==== DATA LISTING ====

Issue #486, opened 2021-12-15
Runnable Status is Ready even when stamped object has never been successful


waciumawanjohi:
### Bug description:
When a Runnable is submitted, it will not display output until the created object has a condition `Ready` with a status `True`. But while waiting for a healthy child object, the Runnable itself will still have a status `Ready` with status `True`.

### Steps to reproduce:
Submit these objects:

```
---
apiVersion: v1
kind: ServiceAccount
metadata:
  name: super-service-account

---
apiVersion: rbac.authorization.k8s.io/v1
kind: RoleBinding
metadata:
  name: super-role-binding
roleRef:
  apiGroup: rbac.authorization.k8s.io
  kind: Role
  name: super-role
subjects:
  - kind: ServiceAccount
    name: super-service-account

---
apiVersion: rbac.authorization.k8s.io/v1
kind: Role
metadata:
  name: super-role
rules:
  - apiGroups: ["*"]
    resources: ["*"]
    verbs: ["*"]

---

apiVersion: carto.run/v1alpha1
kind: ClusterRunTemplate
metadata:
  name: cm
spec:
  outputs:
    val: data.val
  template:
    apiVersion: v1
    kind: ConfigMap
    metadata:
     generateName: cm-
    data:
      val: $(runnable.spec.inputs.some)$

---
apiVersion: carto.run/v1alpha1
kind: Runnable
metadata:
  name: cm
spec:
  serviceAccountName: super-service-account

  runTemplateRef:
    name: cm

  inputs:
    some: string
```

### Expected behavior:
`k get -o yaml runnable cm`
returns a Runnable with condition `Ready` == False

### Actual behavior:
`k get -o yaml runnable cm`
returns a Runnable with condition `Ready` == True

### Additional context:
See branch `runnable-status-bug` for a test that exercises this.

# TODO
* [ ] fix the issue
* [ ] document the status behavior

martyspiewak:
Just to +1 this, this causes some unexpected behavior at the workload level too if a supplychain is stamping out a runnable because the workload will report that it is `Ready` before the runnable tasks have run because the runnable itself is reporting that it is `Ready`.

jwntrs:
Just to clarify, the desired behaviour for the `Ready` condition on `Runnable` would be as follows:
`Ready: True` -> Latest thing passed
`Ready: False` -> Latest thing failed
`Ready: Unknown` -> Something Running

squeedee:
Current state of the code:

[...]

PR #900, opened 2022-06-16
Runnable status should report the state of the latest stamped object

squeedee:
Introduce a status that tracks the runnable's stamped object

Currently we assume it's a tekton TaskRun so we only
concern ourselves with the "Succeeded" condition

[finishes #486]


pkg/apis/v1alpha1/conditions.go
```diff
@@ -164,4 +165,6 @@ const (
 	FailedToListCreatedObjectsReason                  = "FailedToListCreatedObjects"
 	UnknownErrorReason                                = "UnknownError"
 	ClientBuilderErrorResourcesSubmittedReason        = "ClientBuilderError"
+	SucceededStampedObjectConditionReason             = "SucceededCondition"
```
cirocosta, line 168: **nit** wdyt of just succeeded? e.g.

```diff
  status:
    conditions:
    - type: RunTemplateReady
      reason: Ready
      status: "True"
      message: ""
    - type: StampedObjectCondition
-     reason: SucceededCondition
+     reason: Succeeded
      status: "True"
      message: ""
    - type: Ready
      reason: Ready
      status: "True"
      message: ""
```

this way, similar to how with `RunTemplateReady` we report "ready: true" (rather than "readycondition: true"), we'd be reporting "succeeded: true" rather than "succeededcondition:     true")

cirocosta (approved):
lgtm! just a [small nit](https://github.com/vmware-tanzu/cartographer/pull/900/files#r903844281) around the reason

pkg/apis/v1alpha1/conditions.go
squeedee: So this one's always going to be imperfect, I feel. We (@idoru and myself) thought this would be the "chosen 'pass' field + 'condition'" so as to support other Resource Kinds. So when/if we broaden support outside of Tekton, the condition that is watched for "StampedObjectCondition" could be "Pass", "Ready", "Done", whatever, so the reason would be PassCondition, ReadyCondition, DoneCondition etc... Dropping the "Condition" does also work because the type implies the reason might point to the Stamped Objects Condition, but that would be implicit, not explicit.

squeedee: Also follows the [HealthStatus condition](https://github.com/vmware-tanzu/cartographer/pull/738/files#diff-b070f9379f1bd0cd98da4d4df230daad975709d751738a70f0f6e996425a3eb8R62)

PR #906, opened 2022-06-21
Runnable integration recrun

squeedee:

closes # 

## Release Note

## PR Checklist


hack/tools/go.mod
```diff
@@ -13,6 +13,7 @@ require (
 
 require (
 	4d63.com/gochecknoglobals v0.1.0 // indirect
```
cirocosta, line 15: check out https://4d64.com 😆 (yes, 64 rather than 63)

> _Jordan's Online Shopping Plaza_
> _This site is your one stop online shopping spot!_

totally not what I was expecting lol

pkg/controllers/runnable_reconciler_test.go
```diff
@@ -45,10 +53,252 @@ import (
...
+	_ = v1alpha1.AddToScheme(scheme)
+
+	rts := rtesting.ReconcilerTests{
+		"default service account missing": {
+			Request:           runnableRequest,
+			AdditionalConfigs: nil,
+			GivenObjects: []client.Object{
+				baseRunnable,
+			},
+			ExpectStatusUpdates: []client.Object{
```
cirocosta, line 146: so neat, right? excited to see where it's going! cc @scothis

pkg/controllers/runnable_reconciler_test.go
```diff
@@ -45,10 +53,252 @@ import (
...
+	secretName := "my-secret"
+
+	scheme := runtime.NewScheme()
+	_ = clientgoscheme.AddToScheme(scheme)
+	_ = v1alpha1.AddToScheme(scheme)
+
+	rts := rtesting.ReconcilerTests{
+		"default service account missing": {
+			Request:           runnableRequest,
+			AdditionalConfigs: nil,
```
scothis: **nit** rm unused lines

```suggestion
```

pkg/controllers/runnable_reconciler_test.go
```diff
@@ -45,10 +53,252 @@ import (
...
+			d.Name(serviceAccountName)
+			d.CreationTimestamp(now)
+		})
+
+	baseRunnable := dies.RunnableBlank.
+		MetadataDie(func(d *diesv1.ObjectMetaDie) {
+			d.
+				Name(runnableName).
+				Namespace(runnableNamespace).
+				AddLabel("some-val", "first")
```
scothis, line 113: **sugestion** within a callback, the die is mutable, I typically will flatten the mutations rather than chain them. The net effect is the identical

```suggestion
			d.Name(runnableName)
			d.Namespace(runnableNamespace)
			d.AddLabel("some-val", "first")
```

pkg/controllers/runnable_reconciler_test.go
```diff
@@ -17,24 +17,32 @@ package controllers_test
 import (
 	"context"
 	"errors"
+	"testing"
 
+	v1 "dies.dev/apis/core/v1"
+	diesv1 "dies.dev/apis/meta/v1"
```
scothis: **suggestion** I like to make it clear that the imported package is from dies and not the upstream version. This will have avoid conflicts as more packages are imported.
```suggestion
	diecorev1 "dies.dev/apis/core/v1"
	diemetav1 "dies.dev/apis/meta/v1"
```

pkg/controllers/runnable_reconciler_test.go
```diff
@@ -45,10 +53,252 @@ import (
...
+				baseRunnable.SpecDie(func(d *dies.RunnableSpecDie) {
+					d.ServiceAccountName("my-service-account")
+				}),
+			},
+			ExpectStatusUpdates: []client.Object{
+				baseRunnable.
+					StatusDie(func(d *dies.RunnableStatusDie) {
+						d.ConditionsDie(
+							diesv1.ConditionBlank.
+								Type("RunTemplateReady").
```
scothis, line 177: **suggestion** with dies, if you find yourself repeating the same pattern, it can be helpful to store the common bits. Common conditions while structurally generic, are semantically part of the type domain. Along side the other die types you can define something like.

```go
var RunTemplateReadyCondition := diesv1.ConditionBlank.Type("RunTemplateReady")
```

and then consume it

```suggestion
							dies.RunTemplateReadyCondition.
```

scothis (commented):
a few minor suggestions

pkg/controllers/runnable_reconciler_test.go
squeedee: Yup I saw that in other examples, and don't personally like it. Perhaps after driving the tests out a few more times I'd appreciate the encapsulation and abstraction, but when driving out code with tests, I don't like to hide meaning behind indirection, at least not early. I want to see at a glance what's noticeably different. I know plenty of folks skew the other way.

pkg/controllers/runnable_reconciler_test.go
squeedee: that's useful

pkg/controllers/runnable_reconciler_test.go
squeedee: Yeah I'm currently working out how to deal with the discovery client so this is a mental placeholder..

====

▶ INSTRUCTIONS TO FOLLOW:
Only lines that contain "AddLabel" are needed, so copy each of them from the data.

▶ REPLY TO THE TASK:
+				AddLabel("some-val", "first")
			d.AddLabel("some-val", "first")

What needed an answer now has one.